Problem: Copy every line from the records below that holds the word "wrong".
***** Dataset extract
PR #185, opened 2018-05-16
WIP: Added support for MicroDnf

ArrayMy:
You have to add to config:

Determining path to MicroDnf:
config_opts['microdnf_command'] = '/usr/bin/microdnf'
Command on install with MicroDnf:
config_opts['microdnf_install_command'] = 'microdnf install'

MicroDnf cannot use source config at /etc/microdnf/. At this moment, MicroDnf uses source config of Dnf, but its structure is already prepared for moment, when it will be available. Also, MicroDnf can't use installroot and builddep params. You need to use Dnf for these options.

### DIFF
--- a/mock/py/mockbuild/package_manager.py
+++ b/mock/py/mockbuild/package_manager.py
@@ -1,6 +1,7 @@
 # -*- coding: utf-8 -*-
 # vim: noai:ts=4:sw=4:expandtab
 
+import copy
 import glob
 import os.path
 import shutil
@@ -42,6 +43,8 @@ in Mock config.""")
         # This will likely mean some error later.
         # Either user is smart or let him shot in his foot.
         return Dnf(config_opts, buildroot, plugins, bootstrap_buildroot)
+    elif pm == 'microdnf':
+        return MicroDnf(config_opts, buildroot, plugins, bootstrap_buildroot)
     else:
         # TODO specific exception type
         raise Exception('Unrecognized package manager')
@@ -53,6 +56,9 @@ class _PackageManager(object):
     install_command = None
     builddep_command = None
     resolvedep_command = None
+    # When support_installroot is False then command is run in target chroot
+    # you must ensure that `command` is available in the chroot
+    support_installroot = True
 
     @traceLog()
     def __init__(self, config, buildroot, plugins, bootstrap_buildroot):
@@ -79,7 +85,8 @@ class _PackageManager(object):
                 invocation = [self.command]
         else:
             invocation = [self.command]
-        invocation += ['--installroot', self.buildroot.make_chroot_path('')]
+        if self.support_installroot:
+            invocation += ['--installroot', self.buildroot.make_chroot_path('')]
         if cmd in ['upgrade', 'update', 'module']:
             invocation += ['-y']
         releasever = self.config['releasever']
@@ -92,6 +99,7 @@ class _PackageManager(object):
         invocation += common_opts
         invocation += args
         return invocation
+
 
     @traceLog()
     def execute(self, *args, **kwargs):
@@ -115,7 +123,9 @@ class _PackageManager(object):
             kwargs['pty'] = kwargs.get('pty', True)
         self.buildroot.nuke_rpm_db()
         try:
-            if self.bootstrap_buildroot is None:
+            if not self.support_installroot:
+                out = util.do(invocation, env=env, chrootPath=self.buildroot.make_chroot_path(), **kwargs)
+            elif self.bootstrap_buildroot is None:
                 out = util.do(invocation, env=env, **kwargs)
             else:
                 out = util.do(invocation, env=env, chrootPath=self.bootstrap_buildroot.make_chroot_path(), **kwargs)
@@ -188,9 +198,11 @@ def check_yum_config(config, log):
 
 class Yum(_PackageManager):
     name = 'yum'
+    support_installroot = True
 
     def __init__(self, config, buildroot, plugins, bootstrap_buildroot):
         super(Yum, self).__init__(config, buildroot, plugins, bootstrap_buildroot)
+        self.pm = config['package_manager']
         self.command = config['yum_command']
         self.install_command = config['yum_install_command']
         self.builddep_command = [config['yum_builddep_command']]
@@ -293,9 +305,11 @@ def _check_missing(output):
 
 class Dnf(_PackageManager):
     name = 'dnf'
+    support_installroot = True
 
     def __init__(self, config, buildroot, plugins, bootstrap_buildroot):
         super(Dnf, self).__init__(config, buildroot, plugins, bootstrap_buildroot)
+        self.pm = config['package_manager']
         self.command = config['dnf_command']
         self.install_command = config['dnf_install_command']
         self.builddep_command = [self.command, 'builddep']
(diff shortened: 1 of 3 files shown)


ArrayMy:
My apologies for doubled commits, It will be all fixed over night. Also, I'll fix all issues reported by PEP8.

Conan-Kudo:
We shouldn't need a mix of package managers for this to work. I think we should hold off on this until the needed functionality is in microdnf.

ArrayMy:
I agree

xsuchy:
@Conan-Kudo  The wait for `--installroot` can be quite long. We can do that in parallel. I see nothing wrong on the implementation when we initialize the root with dnf (especially when we document it) and only then we switch to use of microdnf to install dependencies.
The base installation is more or less the same no matter what PM we use. The reason why we fiddle with other PM is to catch potential differences in dep solving of BR and Requires of the package we are going to build.

mock/py/mockbuild/buildroot.py
```diff
@@ -413,6 +413,8 @@ def _setup_dirs(self):
                 'tmp/ccache',
                 'var/tmp',
                 'etc/dnf',
+                # After fixing the bug it will be useful
+                'etc/microdnf',
```
xsuchy: I would remove it for now, and only add it once it is merged into microdnf

mock/py/mockbuild/buildroot.py
```diff
@@ -516,6 +518,8 @@ def _setup_files(self):
         for item in [self.make_chroot_path('etc', 'fstab'),
                      self.make_chroot_path('etc', 'yum', 'yum.conf'),
                      self.make_chroot_path('etc', 'dnf', 'dnf.conf'),
+                     # After fixing the bug it will be useful
+                     self.make_chroot_path('etc', 'microdnf', 'microdnf.conf'),
```
xsuchy: dtto

mock/py/mockbuild/package_manager.py
```diff
@@ -19,6 +19,10 @@ def package_manager(config_opts, buildroot, plugins, bootstrap_buildroot=None):
     pm = config_opts.get('package_manager', 'yum')
     if pm == 'yum':
         return Yum(config_opts, buildroot, plugins, bootstrap_buildroot)
+    # Informations and call class for microdnf
+    if pm == 'microdnf':
+            print('When using MicroDnf, it is necessary to builddep and installroot using Dnf!')
```
xsuchy: You should use log() for this.

mock/py/mockbuild/package_manager.py
```diff
@@ -78,9 +82,13 @@ def build_invocation(self, *args):
             else:
                 invocation = [self.command]
                 common_opts = self.config[self.name + '_common_opts']
+        # Condition for using the dnf command at --installroot for microdnf
         else:
-            invocation = [self.command]
-            common_opts = self.config[self.name + '_common_opts']
+            if self.command == "/usr/bin/microdnf":
+                invocation = ['/usr/bin/dnf']
```
xsuchy: This is wrong.

mock/py/mockbuild/package_manager.py
```diff
@@ -338,3 +350,50 @@ def builddep(self, *pkgs, **kwargs):
...
+
+# class for microdnf
+class MicroDnf(_PackageManager):
+    name = 'microdnf'
+
+    def __init__(self, config, buildroot, plugins, bootstrap_buildroot):
+        super(MicroDnf, self).__init__(config, buildroot, plugins, bootstrap_buildroot)
+        self.command = config['microdnf_command']
+        self.install_command = config['microdnf_install_command']
+        self.builddep_command = [self.command, 'builddep']
```
xsuchy: I believe that this should be like:
`self.builddep_command =  config['dnf_builddep_command']`
which is better than the other option
self.builddep_command = config['dnf_command'], 'builddep']

mock/py/mockbuild/package_manager.py
```diff
@@ -338,3 +350,50 @@ def builddep(self, *pkgs, **kwargs):
...
+        if bootstrap_buildroot is None:
+            self._check_command()
+        self.resolvedep_command = [self.command, 'repoquery', '--resolve', '--requires']
```
xsuchy: dtto

Conan-Kudo:
Strictly speaking, we don't actually need most of this change. The intent is that the microdnf package can be invoked simply by changing `/usr/bin/dnf` to `/usr/bin/microdnf`.

That said, I have a PR open for installroot support, I just need help fixing the behavior of it.

mock/py/mockbuild/package_manager.py
```diff
@@ -338,3 +350,50 @@ def builddep(self, *pkgs, **kwargs):
                 if 'no such command: builddep' in line.lower():
                     raise BuildError("builddep command missing.\nPlease install package dnf-plugins-core.")
             raise
+
+
+# class for microdnf
+class MicroDnf(_PackageManager):
```
xsuchy: I believe it will be better if we inherit from DNF here.

mock/py/mockbuild/package_manager.py
```diff
@@ -338,3 +350,50 @@ def builddep(self, *pkgs, **kwargs):
                 if 'no such command: builddep' in line.lower():
                     raise BuildError("builddep command missing.\nPlease install package dnf-plugins-core.")
             raise
+
+
+# class for microdnf
```
xsuchy: This is definitely redundant. You should rather use docstring.

mock/py/mockbuild/package_manager.py
```diff
@@ -338,3 +350,50 @@ def builddep(self, *pkgs, **kwargs):
...
+    @traceLog()
+    def initialize_config(self):
+        if 'microdnf.conf' in self.config:
+            config_content = self.config['microdnf.conf']
+        else:
+            config_content = self.config['yum.conf']
+            config_content = self.replace_in_config(config_content)
+        check_yum_config(config_content, self.buildroot.root_log)
+        util.mkdirIfAbsent(self.buildroot.make_chroot_path('etc', 'microdnf'))
+        # Bug in microdnf , microdnf takes the repository resources from the same location as dnf
```
xsuchy: Can you reference the bug?

mock/py/mockbuild/package_manager.py
```diff
@@ -338,3 +350,50 @@ def builddep(self, *pkgs, **kwargs):
...
+        # After fix, set new general path
+        dnfconf_path = self.buildroot.make_chroot_path('etc', 'dnf', 'dnf.conf')
+        with open(dnfconf_path, 'w+') as dnfconf_file:
+            dnfconf_file.write(config_content)
```
xsuchy: Does this work with UTF8?

ArrayMy:
If possible, We'll talk about it tomorrow. Thanks for fix fixing my mistakes/bugs and I'll try to fix them all.
[This is the bug](https://bugzilla.redhat.com/show_bug.cgi?id=1578742)
[Code](https://github.com/ArrayMy/microdnf/commit/dfe97b94fa63c4cf91a6776d7e9de9406a217f30)

mock/py/mockbuild/package_manager.py
ArrayMy: I was looking at microdnf code today, And I realized that I have made a mistake.

xsuchy:
I updated this PR with commit which really works.

It would be nice to replace 'dnf builddep` with `rpm -qR src.rpm` and let microdnf install this list.

xsuchy:
Hmm. I will do that in separate commit and merge this for now.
**********
Task response:
@Conan-Kudo  The wait for `--installroot` can be quite long. We can do that in parallel. I see nothing wrong on the implementation when we initialize the root with dnf (especially when we document it) and only then we switch to use of microdnf to install dependencies.
xsuchy: This is wrong.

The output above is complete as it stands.